Skip to contents

xml_parse() processes a PubMedCentral XML file by extracting XML elements, transforming them to text or integer representations, and loading the result into a database.

Usage

xml_parse(xml_file, db)

Value

xml_parse() returns the pmcbioc_db database passed as argument db, updated to include the tables described here. The tables are as follows:

  • article includes columns pmcid, title, journal, year, and pmid.

  • author is a one-to-many map between pmcid and author surname and givenname.

  • keyword is a one-to-many map between pmcid and keyword.

  • refpmid is a one-to-many map between pmcid and the refpmid PubMed identifiers of cited references.

Details

xml_parse() can be slow, e.g., 1000 records per minute, and grow to consume a large amount of memory, e.g., 18 Gb.

xml_parse() uses XML::xmlEventParse() to iterate through the XML file. Each //article branch is queried using XPath expressions. The expressions and subsequent transformations are meant to extract the following information; currently, not all records are processed correctly.

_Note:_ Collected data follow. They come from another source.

PR #14636, opened 2026-07-27
feat(jans-cedarling): implement Sigstore/Cosign verification library  

### LINKED ISSUE #14465: feat(jans-cedarling): implement Sigstore/Cosign verification library
## Description

Implement a **standalone Sigstore/Cosign bundle verification library** for offline blob verification (equivalent to `cosign verify-blob`). The library must compile to both **native** (`x86_64`, `aarch64`) and **WASM** (`wasm32-unknown-unknown`) targets.

The verifier takes raw artifact bytes + a Sigstore bundle JSON and produces a verified identity, without any network calls during verification. All trust material (Fulcio roots, Rekor keys, CTFE keys) is provided at construction time.

## Motivation

- **Sigstore verification** is the de-facto standard for keyless software signing
- **Existing Rust library** (`sigstore-rs`) depends on `aws-lc-rs` (native C) and cannot compile to WASM
- **No WASM-compatible Sigstore verifier exists** in the Rust ecosystem
- A pure-Rust, WASM-compatible verifier unlocks browser, edge, and embedded use cases

## Key Design Constraint: WASM + Native

Any implementation **must work on `wasm32-unknown-unknown`**. This rules out `aws-lc-rs` (C library), `openssl`, `ring` (C + asm), `tough` (native TUF client), `webbrowser`, and `oci-client`.

### Dependency Compatibility Matrix

| Operation | sigstore-rs dep | WASM? | Pure Rust alternative |
|---|---|---|---|
| SHA-256 | `sha2` | ✓ | Same (already pure Rust) |
| ECDSA P-256 | `p256` + `ecdsa` | ✓ | Same (RustCrypto, pure Rust) |
| Cert chain validation | `rustls-webpki` + `aws-lc-rs` | ✗ | Custom path validation over `x509-parser` + `p256::ecdsa::VerifyingKey` |
| X.509 parsing | `x509-cert` | ✓ | `x509-parser` (zero-copy, pure Rust) |
| JSON canonicalization | `serde_json_canonicalizer` | ✓ | Same |
| Bundle JSON parsing | `serde_json` | ✓ | Same |
| TUF trust root fetch | `tough` (native) | ✗ | **Out of scope.** Caller provides `SigstoreTrustRootRaw` — embedded or fetched via own TUF client |
| SCT verification | via `aws-lc-rs` | ✗ | Extract SCT from x.509 extension, verify with `p256::ecdsa::VerifyingKey` |
| SET verification (Rekor) | TODO in sigstore-rs | ✓ | Pure Rust (`serde_json_canonicalizer` + SHA-256 + ECDSA) |
| OAuth/OIDC login | `webbrowser` + `openidconnect` | ✗ | Not needed (verify-only, no signing) |

### Strategy: Custom Implementation (not sigstore-rs fork)

Rather than forking `sigstore-rs` (pre-1.0, heavy dependency tree, ~50 deps), build a **minimal custom verifier**:

- **Only blob verification** (no OCI container/image signing, no `cosign sign`)
- **Offline-only** (SET-based offline verification per Sigstore spec, no Merkle inclusion proofs)
- **ECDSA P-256 only** — Fulcio root, leaf certs, Rekor key, CTFE keys all use ECDSA P-256 in production. RSA/Ed25519 added later if needed.
- **No network inside `verify()`** — trust root is caller's responsibility. No TUF client in this crate.

### sigstore-rs (`Verifier` — verifier.rs:127-223)

```rust
pub struct Verifier {
    rekor_config: RekorConfiguration,
    cert_pool: CertificatePool,          // Fulcio roots
    ctfe_keyring: Keyring,               // CTFE public keys
}

impl Verifier {
    pub fn new<R: TrustRoot>(rekor_config, trust_repo: R) -> Result<Self>;
    pub async fn verify_digest(&self, digest: Sha256, bundle: Bundle, policy: &P) -> VerificationResult;
    pub async fn verify<R: AsyncRead>(&self, input: R, bundle: Bundle, policy: &P) -> VerificationResult;
}
```

7-step flow: cert chain → SCT → OIDC identity → signature → Rekor consistency → SET → cert timestamp validity.
Performs offline SET-based verification; online Merkle inclusion is a separate code path.

**WASM blocker:** uses `aws-lc-rs` for cert chain and SCT, `tough` for TUF, `webbrowser` for OAuth, `oci-client` for containers. All native C.

### sigstore-js (`@sigstore/verify` — verifier.ts)

```typescript
class Verifier {
    constructor(trustMaterial: TrustMaterial, options?: VerifierOptions)
    verify(entity: SignedEntity, policy?: VerificationPolicy): Signer
}

// Entity = signature + key(cert|pubkey) + timestamps + tlogEntries
// TrustMaterial = certs + keyFinder + ctlogs + tlogs + timestampAuthorities
```

Modular package structure: `bundle/`, `key/`, `timestamp/`, `tlog/`, `trust/`. This modular decomposition is a good model for our crate.

### sigstore-go (`verifier.go`)

```go
type SignedEntity struct {
    Signature  SignatureContent
    SigningKey VerificationKey        // certificate or public key
    Timestamps []Timestamp
    TlogEntries []*TlogEntry
}

type TrustedMaterial struct {
    FulcioCertificateAuthorities []*x509.Certificate
    RekorLogs map[string]*TransparencyLog
    CTLogs    map[string]*TransparencyLog
}

func (v *SignedEntityVerifier) Verify(entity *SignedEntity, policy *Policy) (*VerificationResult, error)
```

## Proposed API

```rust
/// Raw PEM-encoded trust material. Caller provides these — no network in this crate.
///
/// Multiple entries per field support key rotation: verifier tries all roots
/// during chain building, accepts the one that validates the leaf cert.
/// Validity periods are extracted from the certs/keys themselves during parsing.
pub struct SigstoreTrustRootRaw {
    pub fulcio_root_certs: Vec<Vec<u8>>,           // PEM-encoded Fulcio root CAs
    pub fulcio_intermediate_certs: Vec<Vec<u8>>,   // PEM intermediates
    pub rekor_keys: Vec<Vec<u8>>,                  // PEM Rekor signing keys
    pub ctfe_keys: Vec<Vec<u8>>,                   // PEM CTFE public keys
}
```

```rust
/// Offline Sigstore blob verifier. No network calls during verify().
///
/// Hot-swap via `ArcSwap` at the caller level.
pub struct SigstoreBlobVerifier { .. }

impl SigstoreBlobVerifier {
    /// Construct from explicit trust root bytes.
    /// May fail if PEM/DER data is malformed.
    pub fn new(trust_root: SigstoreTrustRootRaw) -> Result<Self, SigstoreVerificationError>;

    /// Construct with public-good Sigstore keys embedded at compile time.
    /// Uses `include_bytes!` — zero network, zero fs.
    /// Panics only if embedded files are corrupted (compile-time bug, caught by tests).
    pub fn with_static_trust_root() -> Self;

    /// Verify that `artifact_bytes` was signed, producing `bundle_json`.
    pub fn verify(
        &self,
        artifact_bytes: &[u8],
        bundle_json: &[u8],
        policy: &VerificationPolicy,
    ) -> Result<VerifiedSignature, SigstoreVerificationError>;
}
```

```rust
/// Identity is MANDATORY. Nonexistent: you must always specify whom you trust.
pub struct VerificationPolicy {
    pub cert_identity: IdentityMatch,
    pub cert_issuer: String,   // exact match against 1.3.6.1.4.1.57264.1.8 extension
}

pub enum IdentityMatch {
    /// Exact SAN match.
    Exact(String),
    /// Regex against SAN. AUTO-anchored: internally wrapped to `\A(?:pattern)\z`
    /// to prevent partial-match attacks (e.g. `evil.com` won't match `not-evil.com.attacker.io`).
    Regex(String),
}
```

```rust
pub struct VerifiedSignature {
    pub subject_alternative_name: String,
    pub issuer: String,
    pub verified_at: i64,           // Rekor integratedTime (verified via SET)
}
```

### Error type

```rust
pub enum SigstoreVerificationError {
    BundleParsing { source: serde_json::Error },
    InvalidBundleFormat { reason: String },
    CertificateParsing { reason: String },
    CertificateChain { reason: String },
    SctVerification { reason: String },
    PolicyViolation { reason: String },
    SignatureMismatch { reason: String },
    RekorInconsistency { reason: String },
    SetVerification { reason: String },
    CertificateExpired { reason: String },
    UnsupportedAlgorithm { algorithm: String },
}
```

## Verification Algorithm (9 steps, offline)

**Critical ordering:** SET verification (step 3) authenticates `integratedTime` **before** it is used as a trusted timestamp in cert chain validation (step 4) and validity window check (step 6).

```
1. Parse bundle JSON → extract mediaType, cert, signature, tlog_entry, SET
2. Parse X.509 cert from bundle → extract pubkey, SAN, OIDC issuer ext, validity, SCT
3. SET verification → verify Rekor's signed entry timestamp (RFC 8785 canonicalization)
   This authenticates integratedTime — after this step, integratedTime is TRUSTED.
4. Cert chain validation → Fulcio root (timestamp-anchored on verified integratedTime)
   Must check: BasicConstraints CA, KeyUsage keyCertSign, EKU id-kp-codeSigning, pathLen.
5. SCT verification → verify against CTFE public key (key selected by integratedTime)
6. Cert validity window → not_before ≤ integratedTime ≤ not_after
7. OIDC identity check → SAN regex/Exact match + issuer exact match against policy
8. Artifact signature → SHA-256(artifact) verified against cert pubkey
9. Rekor entry consistency → cert + signature + artifact hash all match log body (CVE-2022-36056)
```

## Bundle Format Support

| mediaType | Support | Notes |
|---|---|---|
| `application/vnd.dev.sigstore.bundle.v0.3+json` | ✓ Required | Current bundle format |
| `MessageSignature` payload | ✓ Required | Simple blob signing (cosign sign-blob) |
| `DSSE` / in-toto payload | Optional (phase 2) | Attestations, not needed for initial release |

Following [Sigstore client spec §4.1.1](https://github.com/sigstore/architecture-docs/blob/main/client-spec.md#411-recommended-discovery-order-for-verification-materials), the *caller* is responsible for locating the bundle file (e.g., `{artifact}.sigstore.json`). The verifier only takes bytes.

## Dependencies

```toml
[dependencies]
# All WASM-compatible, pure Rust (RustCrypto)
sha2 = { version = "0.10", default-features = false }
p256 = { version = "0.13", default-features = false, features = ["ecdsa", "pem"] }
ecdsa = { version = "0.16", default-features = false, features = ["verifying"] }
x509-parser = { version = "0.17", default-features = false }
serde_json = { version = "1", default-features = false, features = ["std"] }
serde_json_canonicalizer = "0.3"    # PIN VERSION — mismatch breaks SET verification
der = { version = "0.7", default-features = false }
pem = { version = "3", default-features = false }
regex-lite = { version = "0.1", default-features = false }  # lightweight, no unicode bloat
thiserror = { version = "2", default-features = false }

# getrandom NOT needed — ECDSA verify does not use RNG.
# ring NOT needed — p256::ecdsa::VerifyingKey handles all ECDSA verification.

[dev-dependencies]
rcgen = { version = "0.14", default-features = false, features = ["pem", "p256"] }  # synthetic certs for unit tests
```

**No features needed.** Single `[dependencies]` block compiles identically for native and WASM.

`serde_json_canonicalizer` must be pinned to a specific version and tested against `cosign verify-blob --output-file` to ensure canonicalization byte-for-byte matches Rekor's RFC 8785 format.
PR #14653, opened 2026-07-28
fix(jans-fido2): capture ip address, user agent and session id in passkey metrics

### LINKED ISSUE #14650: fix(jans-fido2): Passkey metrics entries never record ipAddress, userAgent or deviceInfo

The FIDO2 passkey metrics entries returned by `GET /jans-fido2/restv1/metrics/entries` never contain `ipAddress`. The same is
true for `userAgent`, `deviceInfo`, `sessionId` and `metricType` — the values are not merely absent from the API response, they are never written to the database. Confirmed by exporting the `jansFido2MetricsEntry` table directly: the `jansFido2MetricsIpAddress`, `jansFido2MetricsUserAgent`, `jansFido2MetricsDeviceInfo`, `jansFido2MetricsSessionId` and `jansFido2MetricsType` columns are empty on every row, while `userId`, `username`, `operationType`, `status`, `authenticatorType` and `nodeId` are populated normally.

This makes the entries unusable for the auditing and per-origin analysis they are meant to support, and it silently contradicts the telemetry documentation, which already tells operators these responses may contain "IP address, user-agent, session ID".

There are two independent causes, both silent:

1. `AttestationService` and `AssertionService` are `@ApplicationScoped` CDI beans that declare `@Context private HttpServletRequest  
    httpRequest`. `@Context` is only processed by RESTEasy for JAX-RS components, so the field is never injected and stays null. The 
    same null request is also handed to custom interception scripts via `ExternalFido2Context`.
2. Even with a valid request, `MetricService` reads it inside  `CompletableFuture.runAsync(...)`, i.e. off the request thread, where a 
    request-scoped proxy is no longer resolvable.

Both failures are swallowed by a `log.debug`, so nothing appears in the logs at default log level.

Passkey metrics entries should record the request context of the operation:

- `ipAddress` — proxy headers first, socket remote address as fallback
- `userAgent` — the `User-Agent` header
- `deviceInfo` — browser / OS / device type, when `fido2DeviceInfoCollection` is enabled
- `sessionId` — the session the operation belongs to
- `metricType` — the metric name of the event, e.g. `fido2_registration_success`

The request must be read synchronously, on the request thread, and the resulting values carried into the asynchronous write.

- Injecting `@Context HttpServletRequest` in the controllers (which are genuine JAX-RS resources, where `@Context` works) and 
  threading it down. Correct, but changes the public signatures of `AttestationService.options/verify` and `AssertionService.options/generateOptions/verify`.
- Making the metrics write synchronous. Rejected — it would put persistence latency on the registration and authentication hot path.
- Leaving the async read and retrying on failure. Rejected — the request is genuinely gone by then; no retry can recover it.

**Additional context**

Affects every deployment with `fido2MetricsEnabled=true`. Existing rows cannot be backfilled; only entries written after the fix will carry the data.

Reproducer, no authenticator needed — the options call alone writes an `ATTEMPT` entry:

imran-ishaq:
### Prepare

-------------------

#### Target issue

closes #14650 

#### Implementation Details

FIDO2 metrics entries were persisted with empty `ipAddress`, `userAgent`, `deviceInfo`, `sessionId` and `metricType`. Two independent causes, both silently swallowed by a `log.debug`:

1. **The request was null.** `AttestationService` and `AssertionService` are `@ApplicationScoped` CDI beans declaring 
    `@Context private HttpServletRequest`.  `@Context` is only honoured for JAX-RS components, so the field was never 
      injected.
3. **The request was read off the request thread.** `MetricService` read it inside `CompletableFuture.runAsync(...)`, where a 
      request-scoped proxy is no longer resolvable.

Cause 1 is what the persisted data actually shows: had the request been non-null but throwing, the `deviceInfo` catch would have fallen back to `createMinimalDeviceInfo()` and stored `"Unknown"` values. The column is blank, so the extraction block never ran at all.

Changes:

- **`MetricService`** — added an immutable `RequestSnapshot` and `snapshotRequest()`,  invoked *before* `CompletableFuture.runAsync` in `recordRegistrationMetrics` and  `recordAuthenticationMetrics`. `createMetricsData` no longer accepts an `HttpServletRequest` at all, so an off-thread read cannot be reintroduced.
- **`AttestationService` / `AssertionService`** — `@Context` → `@Inject` on the `HttpServletRequest` field. `weld-web` is on the runtime classpath and its `HttpServletRequestBean.getScope()` returns `RequestScoped`, so Weld injects a client proxy that resolves per-call on the request thread. `httpResponse` intentionally keeps `@Context` — `HttpServletResponse` is not a Weld built-in bean. This also fixes the null request previously handed to custom scripts via `ExternalFido2Context`.
- **`sessionId`** — resolved from the auth server's `session_id` cookie, falling back to  the servlet session. It was never set anywhere in production code before.
- **`metricType`** — set from `Fido2MetricType.getMetricName()` (e.g. `fido2_registration_success`), including on the fallback path, and mapped onto the  entry in `Fido2MetricsService.setOptionalFields`.

`applicationType` is deliberately left unset, per the existing comment — it is always `FIDO2` and redundant.

`server-fips/` contains no Java sources (POM-only repackaging), so there is nothing to mirror; it was rebuilt and passes.

Note: existing rows are not backfilled — only entries written after deployment carry the data.

-------------------

Three tests added to `MetricServiceTest`:

- `testRequestIsReadOnCallingThread` — records which thread dereferences the request and asserts it is the caller's. Verified 
   as a genuine regression test by stashing the fix:  it fails with the read landing on `ForkJoinPool-1-worker-4`.
- `testInactiveRequestScopeDoesNotPropagate` — a proxy throwing outside an active request degrades to an empty 
   snapshot instead of breaking the operation.
- `testNullRequestIsTolerated` — callers with no request at all. Full suite: 238 tests, 0 failures. Full `jans-fido2` build including `server-fips` passes.

Docs: `docs/janssen-server/fido/passkey-telemetry.md` gains a "Request context on raw entries" table covering the six fields and their sources, plus a warning that `ipAddress` is only as trustworthy as the deployment's `X-Forwarded-For` handling.

## Summary by CodeRabbit

* **New Features**
  * Passkey telemetry now captures metric type and richer per-entry request context (IP address, user agent, session ID, node ID, and optional device information).

* **Bug Fixes**
  * Improved request option validation so missing payloads return HTTP 400.
  * Enhanced session ID extraction by preferring the `session_id` cookie (with fallback).
  * Strengthened IP validation, including rejecting IPv4 inputs with non-standard digits.

* **Documentation**
  * Updated passkey telemetry “How it works” with clearer request-context field descriptions and reverse-proxy guidance.
  * Clarified behavior when device-info collection is disabled.

* **Tests**
  * Expanded coverage to ensure request data is read on the request thread and metrics degrade safely when request context is unavailable.


mo-auto:

|---|---|---|---|---|---|---|
| :white_check_mark: | Open Source Security| 0 | 0 | 0 | 0 | [ 0 issues](https://app.snyk.io/org/janssenproject/pr-checks/b278d62d-19a0-493b-b83b-5668fa8c9a1f?refs=e58513387e35d2e9fb502267aa3ade556b658bbf&source=prChecksComment) |

yurem (approved):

  • pmcid: The PubMedCentral identifier associated with the record.

  • title: The article title.

  • journal: The journal in which the article was published.

  • year: The year of publication, represented as an integer. Articles may have several publication dates (e.g., electronically before physically). year is the earliest date in the record.

  • pmid: PubMed identifier of the record.

  • surname: Surname of each author. Some authors have only a surname.

  • givenname: Given name(s) of each author. Some authors have only given names.

  • keyword: Keywords associated with the publication. Keywords are not standardized

  • refpmid: PubMed identifiers of each reference in the record.

pmcid is used as a key across database tables.